If you have not installed MATLAB R2021a, we highly recommend you do so before proceeding. Assuming your Mosek installation is good, the issue might lie in either the hyperbolic_orbifolds or AcceleratedQuadraticProxy packages, specifically in terms of compiling MEX files. Please make sure those files are compiled and working on your system via the documentation in these packages. If this still fails, do not hesitate to contact me. Note that I might need data to assist in troubleshooting, and may be unable to assist if you are not willing to provide data.

I want a feature implemented that you don't have. Can you help?

I'm happy to try! I work on this as a hobby, and my bandwidth is limited.

MATLAB and Mosek are expensive. Is there any alternative?

At this time, no, though there is (gradual) work on a freeware version.

Can you explain what the file ________ does?

The relevant information insofar as how SAMS works can be found in the papers listed below. Any other function that you see that is not referenced in the above can safely be assumed to be irrelevant.

If using this software for mapping, please cite the following works:

Ravier, Robert J. Algorithms with Applications to Anthropology. Diss. Duke University, 2018. Ravier, Robert J. "Eyes on the Prize: Improved Registration via Forward Propagation." arXiv preprint arXiv:1812.10592 (2018).

If you use the mapping package for topological spheres, please cite:

Aigerman, Noam, and Yaron Lipman. "Hyperbolic orbifold tutte embeddings." ACM Transactions on Graphics (TOG) 35.6 (2016): 217.

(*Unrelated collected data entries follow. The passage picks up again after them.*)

PR #352, opened 2026-08-07
SS-9973 Schema definition for agents

snabela:
https://shapediver.atlassian.net/browse/SS-9973

### DIFF
--- a/features/appbuilder/config/appbuilder.ts
+++ b/features/appbuilder/config/appbuilder.ts
@@ -14,6 +14,7 @@ import {
 	OrthographicCameraProperties,
 	PerspectiveCameraProperties,
 } from "@shapediver/viewer.shared.types";
+import {IAppBuilderAgent} from "./appbuilderagent";
 import {
 	IAppBuilderWidgetPropsAreaChart,
 	IAppBuilderWidgetPropsBarChart,
@@ -375,6 +376,8 @@ export interface IAppBuilderActionDefinition {
 
 /** Common properties of App Builder action controls and legacy actions. */
 export interface IAppBuilderActionPropsCommon {
+	/** Optional identifier of the action. Used to uniquely reference actions in agent definitions, etc. */
+	id?: string;
 	/** Label (of the button etc). Optional, defaults to a value depending on the type of action. Set to empty string to show only an icon. */
 	label?: string;
 	/** Optional icon (of the button etc). */
@@ -404,7 +407,8 @@ export type AppBuilderParameterValueSourceType =
 	| "dataOutput"
 	| "export"
 	| "sdtf"
-	| "modelState";
+	| "modelState"
+	| "agentTool";
 
 /**
  * Properties for the "screenshot" parameter value source.
@@ -508,6 +512,18 @@ export interface IAppBuilderParameterValueSourcePropsModelState extends IAppBuil
 	updateUrl?: boolean;
 }
 
+/**
+ * Properties for the "agentTool" parameter value source.
+ * This source is used for actions that are triggered by an agent tool.
+ */
+export interface IAppBuilderParameterValueSourcePropsAgentTool {
+	/**
+	 * JSON path to the value in the agent tool's input data that should be used as the parameter value.
+	 * @see https://www.rfc-editor.org/info/rfc9535/
+	 */
+	jsonPath: string;
+}
+
 /** Definition of a parameter value source. */
 export interface IAppBuilderParameterValueSourceDefinition {
 	/** Type of the parameter value source. */
@@ -518,7 +534,8 @@ export interface IAppBuilderParameterValueSourceDefinition {
 		| IAppBuilderParameterValueSourcePropsDataOutput
 		| IAppBuilderParameterValueSourcePropsExport
 		| IAppBuilderParameterValueSourcePropsSdtf
-		| IAppBuilderParameterValueSourcePropsModelState;
+		| IAppBuilderParameterValueSourcePropsModelState
+		| IAppBuilderParameterValueSourcePropsAgentTool;
 }
 
 /** Type used for parameter value definitions */
@@ -1499,6 +1516,16 @@ export interface IAppBuilder {
 	 * Instances are used to customize a session by setting parameters and transformations.
 	 */
 	instances?: IAppBuilderInstanceDefinition[];
+
+	/**
+	 * Optional list of agents.
+	 * For now only one agent is supported, but in the future we might support
+	 * multiple agents, or allow agents to reference others as sub-agents.
+	 * We do not consider parametric updates to the agent definition, i.e.,
+	 * the agents get initialized on loading of the app, and updates to this
+	 * property due to parameter changes are ignored.
+	 */
+	agents?: IAppBuilderAgent[];
 }
 
 /** assert default containers */
--- a/features/appbuilder/config/appbuilderagent.ts
+++ b/features/appbuilder/config/appbuilderagent.ts
@@ -8,6 +8,7 @@ import {
 /** Names of generic tool definitions */
 export type GenericToolName =
 	| "list_parameter_definitions"
+	| "get_parameter_values"
 	| "set_parameter_values"
 	| "list_action_controls"
 	| "trigger_action_control"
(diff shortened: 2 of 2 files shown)


features/appbuilder/config/appbuilder.ts
```diff
@@ -1499,6 +1516,16 @@ export interface IAppBuilder {
...
+	/**
+	 * Optional list of agents.
+	 * For now only one agent is supported, but in the future we might support
+	 * multiple agents, or allow agents to reference others as sub-agents.
+	 * We do not consider parametric updates to the agent definition, i.e.,
+	 * the agents get initialized on loading of the app, and updates to this
+	 * property due to parameter changes are ignored.
+	 */
+	agents?: IAppBuilderAgent[];
 }
```
snabela, line 1529: @LemToUp @mathieu-shapediver @MajorMeerkatThe3rd @edwinhernandezgomez please review and comment starting from here. I consider it important for us to have a common understanding before Dmitry gets started with the implementation (implementation will be a separate task).

features/appbuilder/config/appbuilderagent.ts
```diff
@@ -0,0 +1,250 @@
...
+	 * Optional remote execution settings for the tool.
+	 * Will be ignored if actionSequence is provided.
+	 */
+	remoteExecution?: RemoteToolExecutionSettings;
+}
+
+/**
+ * Definition of an agent that can be used with App Builder.
+ */
+export interface IAppBuilderAgent {
```
LemToUp, line 229: @snabela Will it be some kind of instructions that defines agent expertize for agent initialization ?

features/appbuilder/config/appbuilder.ts
MajorMeerkatThe3rd: @snabela I'm not sure the agent definition at this place makes sense if it's not parametric. I think this could cause issues in the future. Wouldn't it make more sense to have a separate output with a reserved name, like the materialDatabase?

features/appbuilder/config/appbuilderagent.ts
```diff
@@ -0,0 +1,250 @@
...
+
+export type ListParameterDefinitionsToolSettings = {
+	name: "list_parameter_definitions";
+
+	/**
+	 * Optional list of parameters that should be exposed to the agent.
+	 * In case this list is not provided, parameters will be filtered
+	 * based on the @see ListParameterDefinitionsToolSettings.filter property.
+	 */
+	parameters?: IAgentParameterRef[];
```
MajorMeerkatThe3rd, line 70: @snabela Why wouldn't these be our normal parameter definitions? specifying a separate type for it feels redundant. I think a user in AB would just like to connect a parameter control to this

features/appbuilder/config/appbuilderagent.ts
```diff
@@ -0,0 +1,250 @@
...
+
+	/**
+	 * Optional filter for parameters that should be exposed to the agent.
+	 * This property is ignored if the @see ListParameterDefinitionsToolSettings.parameters property is provided.
+	 */
+	filter?: {
```
MajorMeerkatThe3rd, line 76: @snabela Why is this needed when the user specifies the parameters in the first place?

features/appbuilder/config/appbuilderagent.ts
```diff
@@ -0,0 +1,250 @@
...
+	inputSchema: JSONSchema;
+
+	/**
+	 * Optional sequence of actions that should be run when the tool is triggered.
+	 * Information about these actions will not be exposed to the agent.
+	 * Values from the @see SpecificToolSettings.inputSchema can be mapped to the action
+	 * properties using the "agentTool" parameter value source.
+	 * @see IAppBuilderParameterValueSourcePropsAgentTool
+	 */
+	actionSequence?: IAppBuilderActionDefinition[];
```
MajorMeerkatThe3rd, line 217: @snabela I think this skips ahead of this task, right? As actions sequence might be a different object and have some different properties
https://shapediver.atlassian.net/browse/SS-9952

features/appbuilder/config/appbuilderagent.ts
```diff
@@ -0,0 +1,250 @@
...
+
+	/**
+	 * Optional remote execution settings for the tool.
+	 * Will be ignored if actionSequence is provided.
+	 */
+	remoteExecution?: RemoteToolExecutionSettings;
```
MajorMeerkatThe3rd, line 223: @snabela what would this do?

features/appbuilder/config/appbuilder.ts
MajorMeerkatThe3rd: @snabela Also a follow-up question, why wouldn't it parametric?

MajorMeerkatThe3rd (commented):
@snabela I left some comments!

features/appbuilder/config/appbuilderagent.ts
snabela: @MajorMeerkatThe3rd in GH, casting from a parameter reference/control would work (we only need name and optional sessionId). I defined a separate type due to the additional context for the agent, which will be important

features/appbuilder/config/appbuilderagent.ts
snabela: @MajorMeerkatThe3rd by default (if parameters to expose are not defined explicitly), the filter criteria apply.

features/appbuilder/config/appbuilderagent.ts
snabela: @MajorMeerkatThe3rd yes agreed, the actions are still a bit more handwavy. The first implementation task for the agent will not include actions, just parameters.

features/appbuilder/config/appbuilderagent.ts
snabela: For PERI, there will be at least one tool running on their side (hosted by them on a backend). In general, this will allow connecting tools that are not backed by logic in the App Builder frontend (other subagents, remote MCP calls, etc).

features/appbuilder/config/appbuilder.ts
snabela: We don't want the definition of the agent to change during the agent loop. It would just complicate things. It's especially important for prompt caching that the tools and the system prompt don't change (by the way, very good article on prompt caching here: https://earendil.com/posts/prompt-caching/). 

I agree that the App Builder output might not be the best place to define this. I'm still torn about this. For now it's fine to keep it here (and simplifies testing), we can later decide to move it to a separate data output.

features/appbuilder/config/appbuilderagent.ts
snabela: @MajorMeerkatThe3rd I didn't get your question 😅

snabela: oops, wrong recipient 😅 
@LemToUp this interface defines the agent's system prompt and the tools that are available to the agent, depending on the specific use case. Also, there will likely have to be some settings on the chat UI, but I didn't specify this in detail yet.

features/appbuilder/config/appbuilder.ts
MajorMeerkatThe3rd: @snabela While I get that it gets more complicated to make it parametric, don't you see use cases where this could be needed? I'm just worried that if we need this later on, it would be much more difficult than adding it from the start.

snabela: @MajorMeerkatThe3rd I'm not worried about the complication it would add, I just think that the agent definition shouldn't be parametric (the system prompt of the agent, which tools are available to it). Whenever I think of use cases of this, I can see lots of confusion being added. It's like having a subordinate whom you give a task, and whenever he does a step towards the goal, he gets different instructions and the goal might change 😅

features/appbuilder/config/appbuilderagent.ts
LemToUp: @snabela what difference between agents ? Different models or different prompts ?

snabela: @LemToUp the purpose of multiple agents would be to use subagents as tools for the main agent, so each agent would have different prompts, probably different tools, and likely also use different models.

For those using SAMS for topological disks, please cite:

Kovalsky, Shahar Z., Meirav Galun, and Yaron Lipman. "Accelerated quadratic proxy for geometric optimization." ACM Transactions on Graphics (TOG) 35.4 (2016): 1-11.

For those using SAMS for segmentation, please cite:

Gao, Tingran. "The diffusion geometry of fibre bundles: Horizontal diffusion maps." Applied and Computational Harmonic Analysis 50 (2021): 147-215.

The above is an amalgamation of the work of different individuals over the course of a decade, namely academics who wrote code and provided it publicly with no guarantees. Essentially, an MIT license.